Dr Amrei Müller is Lecturer/Assistant Professor in law. She obtained a PhD Degree in Law from the University of Nottingham. Her areas of expertise are European and international human rights law, international health law and international humanitarian law. Dr Muller has convened diverse international legal opinion on the implications of the evolving nature of the WHO.
Professor Elisabeth Paul holds a PhD in Management Sciences from the University of Liège (Belgium), with a thesis on the application of incentive theory to the improvement of public resource management in developing countries. She combines an academic and field career, with about a hundred technical support, evaluation and research missions to her credit, mainly in West Africa.

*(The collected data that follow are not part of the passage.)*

PR #1796, opened 2026-05-07
fix(ab-bridge): preserve discuss root and infer ask sender

### LINKED ISSUE #1786: ab discuss + ask-* infrastructure bugs (root truncation, plan-mode tool subset, --from default)
## Background

Per `docs/session-state/2026-05-07-kubedojo-paradigm-followups.md` Action B. Three related infrastructure bugs surfaced by a failed `ab discuss` round on 2026-05-07. All three are independently confirmed by Codex's diagnosis (preserved in `architecture` thread `1c1b5d54966742ffacd1bf60e0893c1c`) and the fresh-Claude subagent's first-hand observation.

---

## B.1 — `ab discuss` truncates root message out of round-2+ prompts

**Symptom**: Round-2+ agents in any `ab discuss` operate on a brief that has the original question stripped out, especially in busy channels (architecture has 157+ prior messages → high truncation pressure).

**Diagnosis (verbatim from fresh-Claude subagent in failed discussion)**:
> "In round 2 my prompt shows `... [15 older messages omitted] ...` — the root message was truncated out entirely from my view. With `needed_history = 1 + N*max_rounds + 10` (see `scripts/ai_agent_bridge/_channels_cli.py:1256`), the design is to preserve the root, so the truncation happened at the prompt-render boundary, not from history sizing."

**Fix scope**: in `_channels_cli.py:1256` (or the prompt-render boundary nearby), pin the root message into the prompt unconditionally — it's the question, it must always be visible. Truncate against history, not the root.

**Test**: discussion with `--max-rounds 4` in a channel with 200+ prior msgs; assert root message appears in round-4 prompt verbatim.

---

## B.2 — Fresh Claude subprocess in `ab discuss` is instantiated in plan mode WITHOUT writer tools

**Symptom**: Round-1 and round-2 Claude replies in the failed discussion were both "I have a tooling problem" complaints — Claude correctly refused to fake responses, but couldn't engage with the brief.

**Available tools observed**: `Glob`, `Grep`, `LSP`, `Read`, MCP `sources`, MCP `claude_ai_Google_Drive`. Missing: `Write`, `Edit`, `Bash`, `Agent`, `ExitPlanMode`, `AskUserQuestion`.

**Two possible fixes** (investigate which is right):
1. Don't put discuss subagents in plan mode (they're commenting, not planning)
2. If plan mode is intentional, attach `Write` + `ExitPlanMode` so the subagent can complete the workflow

**Reference**: claude subagent's round-2 reply has full diagnosis with file refs (preserved in `architecture` thread `1c1b5d54966742ffacd1bf60e0893c1c`).

---

## B.3 — `ask-codex` / `ask-gemini` defaults `--from` to "gemini"

**Symptom**: When Claude (orchestrator) calls `ask-codex` without `--from claude`, the broker logs `From: gemini → To: codex`. Cosmetic but misleading for telemetry / channel attribution / future audit reports.

**Fix**: detect caller identity from environment (e.g. `CLAUDE_AGENT_NAME` env var, or absence of `CODEX_SESSION` env), or require explicit `--from` instead of defaulting to "gemini".

---

## Acceptance criteria

- B.1 fix lands with regression test (root preserved in round-N prompt for N up to max-rounds)
- B.2 fix decided + applied (option 1 or 2) with regression test asserting subagent has `Write` + `ExitPlanMode` (or that plan mode is off)
- B.3 fix lands with regression test asserting `--from` defaults to caller-detected identity, not hardcoded "gemini"
- All three covered by a single PR or three small PRs (Codex's call)

## Dispatch suggestion

Codex worktree dispatch. ~100-150 LOC across `scripts/ai_agent_bridge/_channels_cli.py` and the discuss subagent spawning code. Single PR preferred for atomicity (test fixtures share setup).

cc/related: #1779 (inbox TTL is the orthogonal architectural fix), #1782 (persistent listeners)

krisztiankoos:
## Summary

Closes #1786.

- Pins the original `ab discuss` root question into every round prompt outside truncatable channel history, so round 2+ and round 4 prompts always include the actual question even when older history is omitted.
- Fixes Claude discuss subagent spawning via Option A: discussion agents are commenting, not producing implementation plans, so Claude no longer runs with `--permission-mode plan`. It still gets the restricted `Read,Grep,Glob,LS` tool list and the bridge still fails the round if the worktree mutates.
- Changes legacy `ask-*` CLI sender defaults from hardcoded `gemini` to explicit caller detection from environment (`CLAUDE_AGENT_NAME`, `CODEX_SESSION`, Claude wrapper env, `GEMINI_SESSION`) and fails loudly when no identity can be inferred.
- Updates `docs/best-practices/agent-bridge.md` for the visible Claude discuss and `ask-* --from` behavior.

## B.2 Decision

Option A is the right fix. The adapter and docs showed Claude plan mode was intentional as a safety mechanism, but `ab discuss` participants are not being asked to draft or exit an implementation plan. The plan-mode workflow itself caused the missing-tool complaints (`Write` / `ExitPlanMode`). Keeping Claude out of plan mode while restricting built-in tools to read/list/search preserves the discussion contract without requiring plan-mode completion tools.

## Tests

- `.venv/bin/ruff check scripts/ai_agent_bridge/_cli.py scripts/ai_agent_bridge/_gemini.py scripts/ai_agent_bridge/_channels_cli.py scripts/agent_runtime/adapters/claude.py tests/ai_agent_bridge/test_ab_discuss_bugs.py tests/test_agent_runtime.py tests/test_gemini_bridge.py`
- `.venv/bin/pytest tests/ai_agent_bridge/ -x`
- `.venv/bin/pytest tests/test_agent_runtime.py::test_claude_adapter_discussion_readonly_uses_restricted_tools_without_plan_mode tests/test_gemini_bridge.py::test_handle_ask_gemini_passes_auth_mode -q`
- Commit hook: ruff plus affected pytest suite, 132 passed

Note: full `.venv/bin/ruff check` still reports pre-existing unrelated issues in `docs/reports/*` and `plans/*`; this PR does not modify those files.

### DIFF
--- a/docs/best-practices/agent-bridge.md
+++ b/docs/best-practices/agent-bridge.md
@@ -62,8 +62,10 @@ Current adapter policy for discussion calls:
 - Codex: `read-only` maps to `codex exec -s read-only`.
 - Gemini: discussion calls add `--approval-mode plan`; plain read-only
   CLI defaults were not enough in trusted workspaces.
-- Claude: discussion calls add `--permission-mode plan` and restrict
-  built-in tools to read/list/search tools.
+- Claude: discussion calls restrict built-in tools to read/list/search
+  tools. They do not use Claude plan mode because discussion replies are
+  comments, not implementation plans; the restricted tool list plus the
+  bridge's git mutation guard enforce the read-only contract.
 
 ## CLI quick reference
 
@@ -261,8 +263,10 @@ to 40–60KB of copy-pasted transcript.
 one-time cost — the pinned `context.md` + the Monitor API snapshot
 are concatenated into the prompt even if the agent doesn't strictly
 need them. For drive-by one-shots, the legacy `ask-*` commands are
-still cheaper. Use channels when the conversation will have at
-least two turns.
+still cheaper. `ask-*` commands infer `--from` from wrapper environment
+such as `CLAUDE_AGENT_NAME`, `CODEX_SESSION`, or `GEMINI_SESSION`; pass
+`--from` explicitly when running them from a plain shell. Use channels
+when the conversation will have at least two turns.
 
 ## Web dashboard
 
--- a/scripts/agent_runtime/adapters/claude.py
+++ b/scripts/agent_runtime/adapters/claude.py
@@ -273,10 +273,7 @@ class ClaudeAdapter:
         cmd.append("--verbose")
 
         if discussion_readonly:
-            cmd.extend([
-                "--permission-mode", "plan",
-                "--tools", "Read,Grep,Glob,LS",
-            ])
+            cmd.extend(["--tools", "Read,Grep,Glob,LS"])
 
         # Mode-specific flags
         if mode == "danger":
--- a/scripts/ai_agent_bridge/_channels_cli.py
+++ b/scripts/ai_agent_bridge/_channels_cli.py
@@ -60,6 +60,21 @@ _GEMINI_AUTH_CHOICES = ["auto", "subscription", "api-key", "api"]
 _DISCUSSION_READONLY_TOOL_CONFIG = {"discussion_readonly": True}
 
 
+def _build_discuss_round_body(root_body: str, directive: str) -> str:
+    """Render the high-priority body for a discuss round prompt.
+
+    The root question is pinned outside channel history because history
+    truncation is allowed to drop old messages. In later rounds, verbose
+    replies can exceed the history budget before the root is rendered.
+    """
+    return (
+        "--- discussion root question (pinned) ---\n"
+        f"{root_body}\n\n"
+        "--- round directive ---\n"
+        f"{directive}"
+    )
+
+
 def _deadline_seconds_arg(raw_value: str) -> int:
     try:
         seconds = int(raw_value)
@@ -1279,7 +1294,7 @@ def _handle_discuss(args) -> int:
         try:
             prompt_obj = _channels.build_agent_prompt(
                 args.channel,
-                directive,
+                _build_discuss_round_body(body, directive),
                 history_tail=needed_history,
                 review=args.review,
             )
--- a/scripts/ai_agent_bridge/_cli.py
+++ b/scripts/ai_agent_bridge/_cli.py
@@ -2,6 +2,7 @@
 
 import argparse
 import json
+import os
 import sys
 from datetime import UTC, datetime
 from pathlib import Path
@@ -35,6 +36,46 @@ from ._messaging import (
     send_message,
 )
 from ._model import check_model
+
+_CALLER_IDENTITY_ENV_HINTS = (
+    "CLAUDE_AGENT_NAME",
+    "CODEX_SESSION",
+    "CLAUDE_PROJECT_DIR",
+    "CLAUDE_CODE_FILE_READ_MAX_OUTPUT_TOKENS",
+    "GEMINI_SESSION",
+)
+
+
+def _detect_caller_identity_from_env() -> str | None:
+    """Infer the sending agent for legacy ask-* commands from wrapper env."""
+    claude_name = os.environ.get("CLAUDE_AGENT_NAME")
+    if claude_name:
+        return claude_name.strip().lower()
+    if os.environ.get("CODEX_SESSION"):
+        return "codex"
+    if (
+        os.environ.get("CLAUDE_PROJECT_DIR")
+        or os.environ.get("CLAUDE_CODE_FILE_READ_MAX_OUTPUT_TOKENS")
+    ):
+        return "claude"
+    if os.environ.get("GEMINI_SESSION"):
+        return "gemini"
+    return None
+
+
+def _resolve_from_llm(args) -> str:
+    """Return explicit --from or fail loudly if caller identity is unknown."""
+    explicit = getattr(args, "from_llm", None)
+    if explicit:
+        return explicit
+    detected = _detect_caller_identity_from_env()
+    if detected:
+        return detected
+    hint_list = ", ".join(_CALLER_IDENTITY_ENV_HINTS)
+    raise SystemExit(
+        "Cannot infer sender for ask-* command. Pass --from explicitly or "
+        f"run under a known agent wrapper that sets one of: {hint_list}."
+    )
 
 
 def interactive_mode():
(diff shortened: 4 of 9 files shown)


krisztiankoos:
# Adversarial review by Claude headless (xhigh)

**Verdict**: REVISE
**Confidence**: high

I reviewed the diff, ran the targeted bridge tests locally (10/10 pass), traced the prompt-render path in `_channels_cli.py`/`_channels.py`, and probed the three sub-bugs against their actual mechanism. The fixes themselves are well-architected. However, **CI is red** — the signature change in `_send_gemini_message` was not propagated to existing callers, so `tests/test_coverage_misc.py::TestSendGeminiMessage` fails three tests. That's blocking.

## Strengths
- **B.1** correctly identifies the root cause: `directive` was the only thing pinned outside the truncatable history, so root contents (channel post #1) was at the mercy of `truncate_history_by_budget`. Wrapping `body + directive` into the new "body" passed to `build_agent_prompt` puts the root in the unbreakable section. Clean helper `_build_discuss_round_body` keeps the intent legible.
- **B.2** picks the right option (A — drop plan mode) and explains why in the PR body. Discussion rounds are commenting, not implementation planning, so plan mode was misclassified. The remaining `--tools Read,Grep,Glob,LS` whitelist + `_discussion_worktree_changed` post-hoc guard preserve the read-only contract.
- **B.3** fails loud (`SystemExit`) when caller identity can't be inferred — strictly better than silently mislabeling as "gemini". `--from` precedence is sensible: explicit > `CLAUDE_AGENT_NAME` > `CODEX_SESSION` > Claude wrapper-env proxies > `GEMINI_SESSION`.
- The new test `test_discuss_round_four_prompt_pins_root_after_history_truncation` is a faithful repro: 205 prior msgs + 4×6KB fake replies forces real truncation (`DEFAULT_MAX_HISTORY_CHARS=6000`), then asserts both `... [` truncation marker AND `root_body` are present in round-4 prompt.

## Issues found

### 1. [BLOCKING] `tests/test_coverage_misc.py::TestSendGeminiMessage` — 3 tests broken by signature change
- **File:** `tests/test_coverage_misc.py:436, 444, 452`
- **Symptom:** `TypeError: _send_gemini_message() missing 1 required positional argument: 'output_path'`
- **Cause:** The diff (PR line 192) widened `_send_gemini_message`'s signature from 8 to 9 positional params by inserting `from_llm`:
  ```python
  -def _send_gemini_message(content, task_id, msg_type, data, from_model, model, ...
  +def _send_gemini_message(content, task_id, msg_type, data, from_llm, from_model, model, ...
  ```
  But the existing test's positional call still passes 8 args, so every arg shifts by one and `output_path` is missing.
- **Reproduce locally:** `cd .worktrees/dispatch/codex/1786-ab-discuss-bugs && /Users/krisztiankoos/projects/learn-ukrainian/.venv/bin/pytest tests/test_coverage_misc.py::TestSendGeminiMessage -x`
  → 1 failed in 0.16s (and the other 2 fail with the same error).
- **CI also confirms:** `Test (pytest)` failure on the open PR — `actions/runs/25527415468/job/74926152506`.
- **Fix:** insert the new `from_llm` arg in the three test calls, e.g.:
  ```python
  result = f("content", "task-1", "query", None, None, None, "model", False, "/out")
  ```
  or refactor to kwargs.
- **Sibling check:** `Grep`d for other callers of `_send_gemini_message` — only the bridge calls it internally and these tests poke it via reflection. Just the 3 sites need updating.

### 2. [IMPORTANT] B.1 fix introduces behavioral regression for huge root briefs
- **File:** `scripts/ai_agent_bridge/_channels_cli.py:1294-1300`
- Previously only `directive` (~1 KB) was treated as "body" by `build_agent_prompt`. Now `_build_discuss_round_body(body, directive)` pins both — meaning root briefs above ~22 KB will exceed `max_prompt_chars=24000` (set in `_channels.py:135`) and `build_agent_prompt` raises `ValueError`. The `try/except ValueError` at line 1301 catches it and the discussion exits 1.
- Real-world impact: any user pasting a long brief (e.g., 30 KB session-state file as `--body`) will see "❌ prompt build failed" where previously the round would just have history-truncated more aggressively.
- Mitigation options: (a) raise `max_prompt_chars` for discuss flows (it's a tunable kwarg), (b) accept the regression and document it in `agent-bridge.md`, (c) detect oversize root and warn-and-truncate the body itself with a clear marker.

### 3. [IMPORTANT] Caller-env detection uses a fragile proxy
- **File:** `scripts/ai_agent_bridge/_cli.py:42-58`
- The Claude-detection proxies are `CLAUDE_PROJECT_DIR` (stable, harness-set) and `CLAUDE_CODE_FILE_READ_MAX_OUTPUT_TOKENS` (internal Claude-CLI tunable that could be renamed at any version bump).
- `CLAUDE_PROJECT_DIR` alone is enough; drop `CLAUDE_CODE_FILE_READ_MAX_OUTPUT_TOKENS` to avoid coupling to internal CLI knobs.
- Document in `agent-bridge.md` that wrappers SHOULD set `CLAUDE_AGENT_NAME=claude` explicitly — the env-proxy ladder is a fallback, not the primary signal.

### 4. [NIT] `_handle_ask_gemini` switch is duplicated across both branches
- **File:** `scripts/ai_agent_bridge/_gemini.py:163-184`
- Both `if output_path:` and `else:` branches re-do `if from_llm: send_message(...) else: send_to_gemini(...)`. Could be hoisted into a single helper that returns the `msg_id` then the branch only handles the acknowledge/print difference.

### 5. [NIT] B.3 is a hard breaking change with no soft-warn period
- Scripts that previously omitted `--from` and relied on the default "gemini" silently now hit `SystemExit`. This is the intended behavior per the brief, but worth a CHANGELOG / `agent-bridge.md` note so dashboard/cron callers can be retrofitted before they break.

## AC coverage check
- **B.1**: ✓ root preserved through round-4 prompt under 200+ msg busy-channel pressure (test verifies)
- **B.2**: ✓ Option A applied; `--permission-mode plan` removed; `--tools Read,Grep,Glob,LS` retained; rationale in PR body
- **B.3**: ✓ caller-env detection ladder + loud-fail on unknown identity; tests cover both detection-success and unknown-fail paths
- Single PR atomicity: ✓
- `docs/best-practices/agent-bridge.md` updated: ✓
- `ruff check` clean on touched files: ✓ (verified)
- `.venv/bin/pytest tests/ai_agent_bridge/ -x` passes: ✓ (10/10 locally)
- **Broader pytest passes**: ✗ — `tests/test_coverage_misc.py::TestSendGeminiMessage` (×3) fails locally and in CI

## Recommendation
**REVISE.** Issue #1 is blocking — CI is red and the failure is a direct consequence of this PR's signature change. Fix is mechanical (insert one positional arg in 3 test calls). Issues #2 and #3 are worth addressing in the same revision; #4-5 are follow-up-grade.

After issue #1 is fixed and CI is green, this is mergeable. The architectural choices are sound.

[OBJECT]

She is currently Associate Professor at the School of Public Health of the Université Libre de Bruxelles (ULB), and the Director of the Research Center on “Health Policies and Systems - International Health”. She teaches various courses related to health policies (planning and evaluation), health financing and health systems (performance) analysis. She is also an independent consultant, and a former member of the Technical Review Panel of the Global Fund and of the Independent Review Committee of Gavi, the Vaccine Alliance. Her areas of expertise are global health systems and policies, performance-based financing, international aid and public finance management.
Professor Reginald M.J. Oduor is Associate Professor of Philosophy at the University of Nairobi (Kenya), with thirty-five years of teaching experience. He is a member of the Pan-African Epidemic and Pandemic Working Group. He has written feature articles on Covid-19 vaccine mandates, the growing centralization and corporatization of medical care, the draft WHO pandemic agreement, and amendments to the WHO’s International Health Regulations. He has also spoken in several webinars and press conferences on the emerging global public health architecture, with an emphasis on the need to uphold medical ethics and public health ethics. He is the first person with total visual disability to be appointed to a substantive teaching position in a public university in Kenya. He is also Co-Founder and Chair of the Nairobi-based Society of Professionals with Visual Disabilities (SOPVID).